**Task details**
Scan the data below and pick out the lines containing the word "JsonProperty".

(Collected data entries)
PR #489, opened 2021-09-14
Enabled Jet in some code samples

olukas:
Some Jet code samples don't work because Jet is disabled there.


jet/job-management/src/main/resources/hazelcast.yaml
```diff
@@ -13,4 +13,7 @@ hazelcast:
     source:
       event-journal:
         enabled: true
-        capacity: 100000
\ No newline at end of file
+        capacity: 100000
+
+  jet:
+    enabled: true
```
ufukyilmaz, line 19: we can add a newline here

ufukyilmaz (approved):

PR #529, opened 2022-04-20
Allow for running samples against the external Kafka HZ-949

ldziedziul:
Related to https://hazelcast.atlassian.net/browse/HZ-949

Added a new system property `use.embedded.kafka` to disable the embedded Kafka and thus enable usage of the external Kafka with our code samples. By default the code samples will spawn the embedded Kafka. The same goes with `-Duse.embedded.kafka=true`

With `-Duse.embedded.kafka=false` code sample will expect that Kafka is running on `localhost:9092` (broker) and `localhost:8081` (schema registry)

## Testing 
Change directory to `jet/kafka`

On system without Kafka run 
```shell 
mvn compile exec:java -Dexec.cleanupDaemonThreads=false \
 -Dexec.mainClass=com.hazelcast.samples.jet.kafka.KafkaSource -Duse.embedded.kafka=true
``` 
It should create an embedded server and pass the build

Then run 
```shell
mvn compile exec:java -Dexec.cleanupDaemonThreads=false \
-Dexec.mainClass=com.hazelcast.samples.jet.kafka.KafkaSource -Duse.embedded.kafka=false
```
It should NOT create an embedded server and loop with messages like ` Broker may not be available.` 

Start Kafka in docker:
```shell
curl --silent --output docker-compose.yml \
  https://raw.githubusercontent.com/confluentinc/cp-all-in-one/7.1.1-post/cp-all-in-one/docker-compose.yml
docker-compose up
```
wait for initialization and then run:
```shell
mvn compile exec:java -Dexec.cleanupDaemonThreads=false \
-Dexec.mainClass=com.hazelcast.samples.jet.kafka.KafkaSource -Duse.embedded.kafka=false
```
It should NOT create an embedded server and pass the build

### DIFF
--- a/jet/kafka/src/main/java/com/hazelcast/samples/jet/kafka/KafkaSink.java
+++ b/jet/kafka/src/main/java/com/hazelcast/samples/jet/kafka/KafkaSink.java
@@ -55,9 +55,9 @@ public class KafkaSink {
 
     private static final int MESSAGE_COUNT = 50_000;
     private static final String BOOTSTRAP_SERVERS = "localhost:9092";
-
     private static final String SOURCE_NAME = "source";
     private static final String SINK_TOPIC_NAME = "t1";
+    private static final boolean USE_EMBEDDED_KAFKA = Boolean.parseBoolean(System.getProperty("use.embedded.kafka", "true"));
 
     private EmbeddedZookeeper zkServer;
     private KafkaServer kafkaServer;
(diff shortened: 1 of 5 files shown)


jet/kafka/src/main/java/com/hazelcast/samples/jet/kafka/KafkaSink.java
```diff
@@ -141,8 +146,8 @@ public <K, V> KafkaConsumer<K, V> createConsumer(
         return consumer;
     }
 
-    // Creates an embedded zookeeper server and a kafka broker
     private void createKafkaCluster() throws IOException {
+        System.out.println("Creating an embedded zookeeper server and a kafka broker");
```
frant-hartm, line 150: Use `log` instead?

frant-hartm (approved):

---

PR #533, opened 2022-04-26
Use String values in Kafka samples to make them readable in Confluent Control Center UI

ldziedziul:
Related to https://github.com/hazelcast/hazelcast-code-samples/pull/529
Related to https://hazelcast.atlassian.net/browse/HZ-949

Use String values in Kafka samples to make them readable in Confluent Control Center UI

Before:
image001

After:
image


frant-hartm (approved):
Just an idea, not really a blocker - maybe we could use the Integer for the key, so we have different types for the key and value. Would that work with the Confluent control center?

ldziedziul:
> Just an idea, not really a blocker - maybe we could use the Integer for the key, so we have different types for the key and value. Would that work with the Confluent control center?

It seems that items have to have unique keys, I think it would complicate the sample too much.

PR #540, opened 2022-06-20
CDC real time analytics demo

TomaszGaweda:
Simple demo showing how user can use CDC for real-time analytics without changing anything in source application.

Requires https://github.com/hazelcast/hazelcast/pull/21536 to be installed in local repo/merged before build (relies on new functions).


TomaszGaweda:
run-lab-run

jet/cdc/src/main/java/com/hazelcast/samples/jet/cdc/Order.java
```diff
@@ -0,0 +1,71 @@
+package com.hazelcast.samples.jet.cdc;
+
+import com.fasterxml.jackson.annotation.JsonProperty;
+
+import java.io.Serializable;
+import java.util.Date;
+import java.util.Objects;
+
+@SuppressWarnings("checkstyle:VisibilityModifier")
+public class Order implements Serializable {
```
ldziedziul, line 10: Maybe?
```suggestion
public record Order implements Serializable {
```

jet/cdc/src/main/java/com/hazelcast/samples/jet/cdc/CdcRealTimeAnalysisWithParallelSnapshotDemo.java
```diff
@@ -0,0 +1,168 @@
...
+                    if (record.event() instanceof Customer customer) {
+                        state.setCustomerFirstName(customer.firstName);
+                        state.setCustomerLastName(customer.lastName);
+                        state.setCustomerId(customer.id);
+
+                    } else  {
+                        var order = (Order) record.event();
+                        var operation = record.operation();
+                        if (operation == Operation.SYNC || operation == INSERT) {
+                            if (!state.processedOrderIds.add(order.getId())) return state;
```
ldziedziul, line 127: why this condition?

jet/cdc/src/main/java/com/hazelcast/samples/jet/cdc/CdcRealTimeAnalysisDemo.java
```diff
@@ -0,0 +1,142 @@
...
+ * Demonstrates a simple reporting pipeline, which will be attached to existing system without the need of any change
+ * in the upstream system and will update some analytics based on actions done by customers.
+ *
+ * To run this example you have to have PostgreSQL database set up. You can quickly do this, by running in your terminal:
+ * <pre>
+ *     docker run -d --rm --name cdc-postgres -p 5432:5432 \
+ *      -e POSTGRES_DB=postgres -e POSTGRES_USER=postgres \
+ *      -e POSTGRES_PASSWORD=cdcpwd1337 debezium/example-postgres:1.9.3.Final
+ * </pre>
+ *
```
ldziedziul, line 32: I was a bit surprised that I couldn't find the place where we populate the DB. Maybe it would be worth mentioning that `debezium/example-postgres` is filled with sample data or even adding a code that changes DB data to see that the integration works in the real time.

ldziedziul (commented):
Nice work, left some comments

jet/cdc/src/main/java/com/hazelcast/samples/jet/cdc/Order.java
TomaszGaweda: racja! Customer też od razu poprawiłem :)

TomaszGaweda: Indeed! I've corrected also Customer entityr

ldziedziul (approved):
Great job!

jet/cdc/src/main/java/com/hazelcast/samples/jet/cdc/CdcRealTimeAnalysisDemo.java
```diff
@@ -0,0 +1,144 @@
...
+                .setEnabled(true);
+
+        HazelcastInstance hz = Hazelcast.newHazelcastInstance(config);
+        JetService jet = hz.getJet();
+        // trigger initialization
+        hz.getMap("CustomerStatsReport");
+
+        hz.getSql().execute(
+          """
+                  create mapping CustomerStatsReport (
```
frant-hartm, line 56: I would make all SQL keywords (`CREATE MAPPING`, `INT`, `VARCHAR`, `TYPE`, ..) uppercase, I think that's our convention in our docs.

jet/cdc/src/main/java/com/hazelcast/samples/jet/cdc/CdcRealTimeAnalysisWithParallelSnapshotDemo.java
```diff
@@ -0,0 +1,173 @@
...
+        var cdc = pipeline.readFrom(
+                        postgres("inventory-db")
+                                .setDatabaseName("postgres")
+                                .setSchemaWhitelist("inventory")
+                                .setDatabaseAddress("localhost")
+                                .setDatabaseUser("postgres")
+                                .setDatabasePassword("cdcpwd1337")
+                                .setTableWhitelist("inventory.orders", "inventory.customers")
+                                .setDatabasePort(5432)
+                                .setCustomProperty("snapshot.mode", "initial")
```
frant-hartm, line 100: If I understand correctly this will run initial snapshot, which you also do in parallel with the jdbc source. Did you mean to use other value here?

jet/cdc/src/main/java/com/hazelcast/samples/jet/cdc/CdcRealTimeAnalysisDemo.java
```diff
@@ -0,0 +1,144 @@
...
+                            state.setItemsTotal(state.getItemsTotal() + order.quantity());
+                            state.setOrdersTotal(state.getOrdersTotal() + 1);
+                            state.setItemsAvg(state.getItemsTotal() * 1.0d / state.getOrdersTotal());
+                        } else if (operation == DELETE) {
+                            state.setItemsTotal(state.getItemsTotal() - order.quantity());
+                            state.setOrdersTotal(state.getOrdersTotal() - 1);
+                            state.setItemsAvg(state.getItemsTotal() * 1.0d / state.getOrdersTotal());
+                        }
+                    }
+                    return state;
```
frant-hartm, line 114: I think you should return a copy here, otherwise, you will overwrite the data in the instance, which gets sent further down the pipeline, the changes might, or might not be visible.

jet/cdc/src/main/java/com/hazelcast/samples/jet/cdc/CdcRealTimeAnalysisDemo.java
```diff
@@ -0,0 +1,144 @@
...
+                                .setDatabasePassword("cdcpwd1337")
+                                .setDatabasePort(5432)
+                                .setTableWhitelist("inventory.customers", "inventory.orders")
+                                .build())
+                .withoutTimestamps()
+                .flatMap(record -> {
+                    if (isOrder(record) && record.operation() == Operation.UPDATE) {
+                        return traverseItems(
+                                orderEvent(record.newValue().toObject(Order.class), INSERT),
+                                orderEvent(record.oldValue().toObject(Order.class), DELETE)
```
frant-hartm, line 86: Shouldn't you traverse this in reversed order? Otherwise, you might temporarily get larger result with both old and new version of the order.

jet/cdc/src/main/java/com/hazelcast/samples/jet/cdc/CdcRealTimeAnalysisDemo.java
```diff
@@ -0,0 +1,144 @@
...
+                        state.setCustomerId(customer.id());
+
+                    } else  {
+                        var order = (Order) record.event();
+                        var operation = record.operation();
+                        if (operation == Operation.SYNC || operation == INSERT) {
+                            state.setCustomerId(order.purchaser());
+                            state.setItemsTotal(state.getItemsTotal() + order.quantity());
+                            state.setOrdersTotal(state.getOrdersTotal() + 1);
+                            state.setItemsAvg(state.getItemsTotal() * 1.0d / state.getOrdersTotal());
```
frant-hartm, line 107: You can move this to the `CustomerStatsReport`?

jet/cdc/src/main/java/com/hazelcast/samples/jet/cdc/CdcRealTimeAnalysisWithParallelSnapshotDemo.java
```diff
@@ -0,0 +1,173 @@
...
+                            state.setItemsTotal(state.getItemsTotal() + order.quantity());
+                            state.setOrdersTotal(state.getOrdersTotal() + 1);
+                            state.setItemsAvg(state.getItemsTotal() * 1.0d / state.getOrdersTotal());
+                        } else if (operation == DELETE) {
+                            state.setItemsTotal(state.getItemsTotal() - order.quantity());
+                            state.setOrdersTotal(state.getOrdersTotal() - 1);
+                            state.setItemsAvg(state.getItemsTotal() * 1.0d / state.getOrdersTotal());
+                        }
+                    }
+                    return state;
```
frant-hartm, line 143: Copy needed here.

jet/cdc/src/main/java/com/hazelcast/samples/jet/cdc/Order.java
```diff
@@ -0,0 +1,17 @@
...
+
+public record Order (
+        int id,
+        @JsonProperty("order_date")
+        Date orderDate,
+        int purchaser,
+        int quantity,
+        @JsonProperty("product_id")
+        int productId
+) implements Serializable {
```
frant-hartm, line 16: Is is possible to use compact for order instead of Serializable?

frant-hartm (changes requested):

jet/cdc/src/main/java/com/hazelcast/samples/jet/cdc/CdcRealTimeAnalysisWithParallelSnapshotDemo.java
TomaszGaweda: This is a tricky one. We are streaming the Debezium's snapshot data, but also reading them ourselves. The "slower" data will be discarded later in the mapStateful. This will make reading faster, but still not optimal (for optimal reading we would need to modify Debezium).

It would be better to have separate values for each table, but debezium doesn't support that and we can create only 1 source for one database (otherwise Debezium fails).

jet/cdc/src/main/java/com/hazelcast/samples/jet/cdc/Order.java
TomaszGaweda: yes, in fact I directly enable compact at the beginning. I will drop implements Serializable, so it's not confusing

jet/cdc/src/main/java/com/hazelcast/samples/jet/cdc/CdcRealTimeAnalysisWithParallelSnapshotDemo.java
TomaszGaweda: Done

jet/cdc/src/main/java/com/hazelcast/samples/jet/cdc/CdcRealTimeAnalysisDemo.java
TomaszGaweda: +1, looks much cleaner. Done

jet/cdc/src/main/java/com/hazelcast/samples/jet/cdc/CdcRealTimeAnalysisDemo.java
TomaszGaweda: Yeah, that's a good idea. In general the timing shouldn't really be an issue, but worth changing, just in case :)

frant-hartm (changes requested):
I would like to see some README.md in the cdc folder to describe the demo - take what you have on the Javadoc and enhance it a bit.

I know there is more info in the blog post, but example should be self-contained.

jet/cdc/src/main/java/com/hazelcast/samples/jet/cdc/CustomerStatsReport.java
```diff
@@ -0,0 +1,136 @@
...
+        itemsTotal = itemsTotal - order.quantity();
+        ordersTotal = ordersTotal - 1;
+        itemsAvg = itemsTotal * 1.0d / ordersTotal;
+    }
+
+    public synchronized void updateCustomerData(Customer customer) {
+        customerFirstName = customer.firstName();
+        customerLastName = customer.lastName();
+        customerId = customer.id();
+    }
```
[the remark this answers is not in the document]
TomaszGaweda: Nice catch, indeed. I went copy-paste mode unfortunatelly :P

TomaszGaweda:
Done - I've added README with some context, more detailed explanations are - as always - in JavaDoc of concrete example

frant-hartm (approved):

...

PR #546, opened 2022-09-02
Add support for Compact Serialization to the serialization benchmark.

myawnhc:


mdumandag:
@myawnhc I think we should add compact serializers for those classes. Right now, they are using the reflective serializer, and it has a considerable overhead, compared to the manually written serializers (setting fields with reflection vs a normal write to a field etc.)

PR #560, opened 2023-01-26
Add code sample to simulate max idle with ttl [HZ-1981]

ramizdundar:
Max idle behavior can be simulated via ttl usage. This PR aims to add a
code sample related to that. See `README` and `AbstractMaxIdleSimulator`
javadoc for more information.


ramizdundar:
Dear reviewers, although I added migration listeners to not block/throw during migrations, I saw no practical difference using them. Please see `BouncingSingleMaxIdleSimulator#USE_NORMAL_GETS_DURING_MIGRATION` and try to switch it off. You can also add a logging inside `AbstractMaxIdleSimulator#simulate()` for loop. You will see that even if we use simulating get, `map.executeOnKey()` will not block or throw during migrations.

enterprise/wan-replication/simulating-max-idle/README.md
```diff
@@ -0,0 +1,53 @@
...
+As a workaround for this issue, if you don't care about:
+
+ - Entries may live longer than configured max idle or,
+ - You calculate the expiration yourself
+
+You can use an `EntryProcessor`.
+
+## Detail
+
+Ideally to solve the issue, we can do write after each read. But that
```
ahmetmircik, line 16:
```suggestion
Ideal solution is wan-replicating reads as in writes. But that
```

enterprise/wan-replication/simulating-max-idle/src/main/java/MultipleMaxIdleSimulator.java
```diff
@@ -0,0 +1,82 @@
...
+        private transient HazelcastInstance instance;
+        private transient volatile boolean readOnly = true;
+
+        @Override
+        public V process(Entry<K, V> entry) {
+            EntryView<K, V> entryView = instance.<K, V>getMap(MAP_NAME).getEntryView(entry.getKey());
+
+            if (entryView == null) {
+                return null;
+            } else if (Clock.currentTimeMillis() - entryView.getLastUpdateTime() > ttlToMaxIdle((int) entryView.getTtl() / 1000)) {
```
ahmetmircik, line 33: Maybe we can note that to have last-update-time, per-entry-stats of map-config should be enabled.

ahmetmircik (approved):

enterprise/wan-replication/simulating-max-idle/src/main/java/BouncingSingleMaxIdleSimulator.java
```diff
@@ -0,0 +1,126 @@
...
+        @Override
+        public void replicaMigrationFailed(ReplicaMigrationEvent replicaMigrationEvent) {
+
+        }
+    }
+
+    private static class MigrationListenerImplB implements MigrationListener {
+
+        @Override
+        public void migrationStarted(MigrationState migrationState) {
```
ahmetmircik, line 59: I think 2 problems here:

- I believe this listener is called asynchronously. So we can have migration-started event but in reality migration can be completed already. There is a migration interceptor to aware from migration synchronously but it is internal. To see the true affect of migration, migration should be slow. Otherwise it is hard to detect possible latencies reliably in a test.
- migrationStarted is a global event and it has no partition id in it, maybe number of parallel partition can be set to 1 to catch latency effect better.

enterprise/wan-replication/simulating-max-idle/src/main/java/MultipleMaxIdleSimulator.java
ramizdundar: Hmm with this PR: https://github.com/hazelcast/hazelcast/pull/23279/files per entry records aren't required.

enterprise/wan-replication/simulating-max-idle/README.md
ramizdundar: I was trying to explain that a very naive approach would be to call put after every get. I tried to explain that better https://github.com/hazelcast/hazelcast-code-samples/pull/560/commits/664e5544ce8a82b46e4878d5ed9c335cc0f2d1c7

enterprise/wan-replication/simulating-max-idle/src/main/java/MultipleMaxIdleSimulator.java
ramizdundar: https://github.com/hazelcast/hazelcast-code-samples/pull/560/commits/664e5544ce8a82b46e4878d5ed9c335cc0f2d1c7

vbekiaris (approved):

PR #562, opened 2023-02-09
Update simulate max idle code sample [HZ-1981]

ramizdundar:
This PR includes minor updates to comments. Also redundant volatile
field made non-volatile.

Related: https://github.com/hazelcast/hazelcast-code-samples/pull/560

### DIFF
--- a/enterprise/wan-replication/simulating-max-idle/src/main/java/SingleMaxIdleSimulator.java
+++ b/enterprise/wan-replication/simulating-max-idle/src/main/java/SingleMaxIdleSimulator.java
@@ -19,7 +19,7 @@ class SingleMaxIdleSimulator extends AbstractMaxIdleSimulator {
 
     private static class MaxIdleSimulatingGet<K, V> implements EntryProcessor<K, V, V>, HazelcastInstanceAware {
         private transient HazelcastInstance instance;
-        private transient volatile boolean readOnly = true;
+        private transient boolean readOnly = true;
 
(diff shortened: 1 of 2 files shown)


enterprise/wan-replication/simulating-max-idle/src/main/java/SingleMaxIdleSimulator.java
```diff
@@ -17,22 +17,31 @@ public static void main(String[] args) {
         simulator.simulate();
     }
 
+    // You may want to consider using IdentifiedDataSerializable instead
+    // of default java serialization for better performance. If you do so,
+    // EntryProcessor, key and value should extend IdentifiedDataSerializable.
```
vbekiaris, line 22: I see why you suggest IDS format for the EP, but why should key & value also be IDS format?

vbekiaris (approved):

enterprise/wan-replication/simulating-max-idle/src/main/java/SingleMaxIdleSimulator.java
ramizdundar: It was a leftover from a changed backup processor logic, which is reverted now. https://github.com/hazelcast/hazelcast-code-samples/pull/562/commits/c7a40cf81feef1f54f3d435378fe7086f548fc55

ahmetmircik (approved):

**Answer box**
+import com.fasterxml.jackson.annotation.JsonProperty;
+        @JsonProperty("order_date")
+        @JsonProperty("product_id")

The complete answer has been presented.